Activity — Write each line exactly as it stands, from the line containing "fix(aws): retain all" through the end of the data.

———

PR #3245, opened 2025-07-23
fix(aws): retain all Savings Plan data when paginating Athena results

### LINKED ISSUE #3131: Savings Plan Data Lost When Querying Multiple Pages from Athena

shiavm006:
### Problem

———

Result of the task —
fix(aws): retain all Savings Plan data when paginating Athena results

### LINKED ISSUE #3131: Savings Plan Data Lost When Querying Multiple Pages from Athena

shiavm006:
### Problem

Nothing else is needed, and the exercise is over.